In that case, I want you to produce no output. What did that just do? When the "--summaryfile"
option is given, what I want you to do--oh, notice in this case, I ran it on "baby*."
So I ran it on all of the baby files, right? So the shell just expands out, so in that
case "rv" is going to be all of them. If the "--summaryfile" like I've just given, what
I want you to do is for each file I want you to read it and I want you to create a new
file with the same filename but ending in ".summary," and then I want you to take that
output that we were printing to the screen earlier and I want you to write it to that
file. Now, there's a little bit of a trick here which is I've shown. So, for example,
when you have a low level function, you're not necessarily want it print it to stand
it out directly. You want to have a function, like, given the file, returns to you to say
a Python list or a dictionary or something. And then the code that got that data structure
can choose what to do with it. It can either print it to stand it out, or it could print
your file. So you've got that [INDISTINCT]. I'm sorry. Certainly that technique will come
up tying to solve this. All right, so once you've got that, then you can do something
kind of neat. So, when I got these ".summaryfiles" and what's happened is because I've done them
over a decade, you can sort of see patterns, right? So this is going an increasing order
by year. So my name--the "Nick" format list was, like, not looking so good and it's getting
worse. Now, well, there's a lot of interesting data in here. So you can, you know, interesting
data makes for fun as what I'm trying to think. Here's probably the funniest part of this
thing. There's a "Trinity" and the question is, "In what year did the movie the Matrix
come out?" And, yeah, there's another few things that you could do here. So, like, well,
maybe the Matrix was reacting to a social phenomenon, or it's the other way around.

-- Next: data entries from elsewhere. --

PR #227, opened 2021-08-19
Generalize exception type

timholy:
In preparation for https://github.com/JuliaLang/julia/pull/41885

### DIFF
--- a/test/test_array.jl
+++ b/test/test_array.jl
@@ -171,7 +171,7 @@ const AG = ArchGDAL;
             nbands = 0,
             dtype = UInt8,
         ) do dataset
-            @test_throws ArgumentError AG.RasterDataset(dataset)
+            @test_throws Union{ArgumentError,MethodError} AG.RasterDataset(dataset)
             @test_throws DimensionMismatch AG._common_size(dataset)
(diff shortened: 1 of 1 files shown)


test/test_array.jl
```diff
@@ -139,7 +139,7 @@ const AG = ArchGDAL;
         AG.readraster("ospy/data4/aster_write.img"; flags = AG.OF_UPDATE) do ds
             @test sprint(print, ds) == """
             GDAL Dataset (Driver: HFA/Erdas Imagine Images (.img))
-            File(s):
```
yeesian, line 142: the tests are whitespace sensitive within the strings, so I suspect this will fail

yeesian:
(It seems that the workflows needed to be manually triggered for PRs by first-time contributors; also sorry for pushing a commit earlier that clashed with your fix and squash)

Thanks!

visr:
> It seems that the workflows needed to be manually triggered for PRs by first-time contributors

Under settings / actions you can change this to be only for new accounts.

yeesian:
Ah thanks! Changed it to be only for new accounts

It's all very complicated. >> PARLANTE: Yeah, yeah, [INDISTINCT] there's
a New York Times Magazine [INDISTINCT]. Anyway, it just turns out this entire topic of baby
name popularity is sort of very interesting and at least now you're--and you get to do
the, like, the needy goody work of actually pointing out that data. All right, so here's
what I'd like you to do, work on this and then--that will get us to--and then have lunch
and I'd like you back here at, let's say, 12:45, all right? So a little bit of coding,
a little bit of lunch, and then back here, all right, go.